A molecular simulation guided parametric modeling method of constitutive equations has attracted attention, which directly computes the physics-based structural parameters in molecular models without fitting stress-strain data. Using this method, we make a first attempt at constitutive relations of filled rubber by calculating amplification factors related to stress and strain distributions. The force field of the filled cis-1,4-polyisoprene (PI) rubber molecular model is obtained by the Boltzmann inversion method, which guarantees the accuracy of the structural parameters.
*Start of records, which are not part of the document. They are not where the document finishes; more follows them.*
PR #2202, opened 2026-09-18
feat(errors)!: make diagnostics actionable

tcoratger:
## Summary

- derive `thiserror::Error` for developer-facing errors that previously exposed only `Debug`, including the shared example runners
- replace raw string construction errors with typed errors for cross-field sponges, the multi-field challenger, and Poseidon2 round selection
- retain nested MMCS, PCS, and transcript diagnostics in wrapper messages, and attach expected/actual context to shape failures
- test exact messages and error-source chains so profiling and CLI failures remain actionable

## Breaking changes

Several public error return types and variant payloads now carry structured diagnostic context. Downstream exhaustive matches may need to accept the new fields or typed errors.

## Validation

- `cargo test -p p3-challenger -p p3-examples -p p3-poseidon2-air -p p3-poseidon2 -p p3-symmetric -p p3-security -p p3-stir -p p3-whir -p p3-merkle-tree -p p3-binary-pcs`
- `cargo clippy -p p3-challenger -p p3-examples -p p3-poseidon2-air -p p3-poseidon2 -p p3-symmetric -p p3-security -p p3-stir -p p3-whir -p p3-merkle-tree -p p3-binary-pcs --all-targets --all-features -- -D warnings`
- `cargo fmt --all`
- `git diff --check`


examples/src/proofs.rs
```diff
@@ -81,12 +79,18 @@ fn example_circle_parameters<EF: Field, M>(mmcs: M) -> FriParameters<M> {
...
-pub enum ProofRunError<P: Debug, V: Debug> {
+#[derive(Debug, thiserror::Error)]
+pub enum ProofRunError<P, V>
+where
+    P: core::error::Error + 'static,
+    V: core::error::Error + 'static,
+{
     /// Proof generation rejected its configuration or opening budget.
-    Prove(P),
+    #[error("proof generation failed: {0}")]
```
Nashtare, line 85: `{0}` puts the inner error in the message, and `#[source]` also returns it from `source()`, so anything that walks the chain prints it twice. I built an enum with the same shape locally, and a chain printer gives `proof verification failed: inner: inner`. anyhow's `{:?}` would repeat it under "Caused by". `BinaryProofError` in `binary.rs` does the same in all four wrapping variants, and its test asserts both halves. `report_result` and `prove_hash_binary` only print `Display`, so could these keep `{0}` and drop `#[source]`/`#[from]`, with plain `From` impls? Keeping the sources and having the runners print the chain would also work.

A separate point: thiserror already adds `P: Error + 'static` to the `Error` impl it generates. The same enum with no where clause compiles and implements `Error`, so the where clause isn't needed. Dropping it would let the type accept Debug-only parameters again, as it did before.

challenger/src/multi_field_challenger.rs
```diff
@@ -85,19 +119,33 @@ where
...
+    /// the transcript's one-byte length tag.
+    pub fn new(permutation: P) -> Result<Self, MultiField32ChallengerError> {
         if F::order() >= PF::order() {
-            return Err(String::from("F::order() must be less than PF::order()"));
+            return Err(MultiField32ChallengerError::FieldOrderNotIncreasing {
+                input_field: type_name::<F>(),
+                sponge_field: type_name::<PF>(),
+            });
         }
         if RATE >= WIDTH {
```
Nashtare: Nothing can reach this branch. `new` ends in `DuplexChallenger::new`, whose `const { assert!(RATE > 0 && RATE < WIDTH && RATE <= 255) }` runs whenever this function is instantiated. Locally, `MultiField32Challenger::<BabyBear, Goldilocks, _, 8, 8>::new` fails to compile with E0080 on that assertion, so it never returns `RateNotSmallerThanWidth`. The test at line 531 says as much and builds the variant by hand. Could the branch and the public variant be dropped, or replaced by a const assert here? As it stands, the API promises an error that can never be returned.

poseidon2/src/round_numbers.rs
```diff
@@ -26,6 +26,40 @@
...
+    )]
+    InvalidSboxExponent {
+        /// Requested S-box exponent.
+        exponent: u64,
+        /// Multiplicative-group order the exponent must be coprime to.
+        field_order_minus_one: u64,
+    },
+    /// No audited round count exists for this width and exponent.
+    #[error(
+        "no audited Poseidon2 round count for a {field_bits}-bit field with width {width} and S-box exponent {exponent}"
```
Nashtare: Nit: according to the module doc, this table was computed with `calc_round_numbers.py` plus the monotonicity argument, so "audited" isn't quite right. "no precomputed round count" would be more accurate, here and in the other two places that say "audited".

security/src/grinding.rs
```diff
@@ -626,66 +642,30 @@ pub enum GrindingMismatch {
...
-}
-
 #[cfg(test)]
 mod tests {
+    use alloc::string::ToString;
+
     use super::*;
 
+    #[test]
+    fn grinding_mismatch_is_an_error_without_changing_its_message() {
```
Nashtare: Nit: `without_changing_its_message` only makes sense next to the old manual impl. A name like `grinding_mismatch_is_an_error_naming_site_and_counts` would describe the test on its own terms.

Nashtare (approved):
I went through every function body the diff touches, looking for behaviour hidden inside the error changes, and found none. `GrindingMismatch` only swaps its manual `Display` for `#[error]` attributes. A probe that renders 300 values (every site and variant, odd strings, `usize::MAX`) through the old impl and the derived one gets identical text. For `poseidon2_round_numbers_128` I compared the merge-base function with the new one for BabyBear, KoalaBear, Mersenne31 and Goldilocks over widths and exponents 0..=256. I also ran copies that take the field order as an argument over every bit length 2..=64, about 50.5M (order, width, exponent) triples. The `Ok` values match exactly, and every old string error maps to the matching typed variant with the right payload. In the hiding MMCS, `check_widths` still runs before salting, and the same pairs are length-checked in the same order. The Merkle, challenger and sponge changes only build different error values, and WHIR's new `InvalidPowWitness` fields come straight from `query_pow`.

`thiserror` comes in through the workspace dependency with `default-features = false`. p3-symmetric, p3-poseidon2, p3-poseidon2-air, p3-security, p3-challenger, p3-merkle-tree, p3-stir, p3-whir and p3-binary-pcs all build for `aarch64-unknown-none-softfloat`. Locally the tests listed in the description pass (1108 passed, 0 failed), and clippy with `--all-features -D warnings` is clean. The branch merges cleanly into current main, and the merged workspace passes `cargo check --all-targets`.

The inline comments are non-blocking follow-ups.

**Smaller things**
- The breaking-changes section could list a few more: `RoundConstantsShapeError::FullRounds` is removed, not just reshaped; `report_result` takes `impl Display` instead of `impl Debug`; `ProofRunError` now requires `Error + 'static` parameters; and `MerkleTreeError::WrongBatchSize` and WHIR's `InvalidPowWitness` change from unit variants to struct variants.
- binary-pcs still maps `TranscriptFailure::PowWitness { .. }` to a unit `InvalidPowWitness`, so it drops the difficulty that WHIR now keeps. This is optional, but it would match the rest of the PR.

The microstructural parameters and constitutive equations of the cross-linked, uncross-linked and the filled models are studied respectively. The calculated stress-strain curve of the cross-linked model is in the best agreement with the experimental one, while the curves of other models are in good agreement at small strain and have a certain degree of consistency at large strain.

一种分子模拟引导的本构方程参数化建模方法引起了人们的关注，该方法无需拟合应力-应变数据即可直接计算分子模型中基于物理的结构参数。使用这种方法，我们首次尝试通过计算与应力和应变分布相关的放大因子来研究填充橡胶的本构关系。填充顺式的力场-1,4-聚异戊二烯（PI）橡胶分子模型采用玻尔兹曼反演方法得到，保证了结构参数的准确性。分别研究了交联、未交联和填充模型的微观结构参数和本构方程。交联模型计算得到的应力-应变曲线与实验曲线吻合得最好，而其他模型的曲线在小应变下吻合较好，在大应变下具有一定的一致性。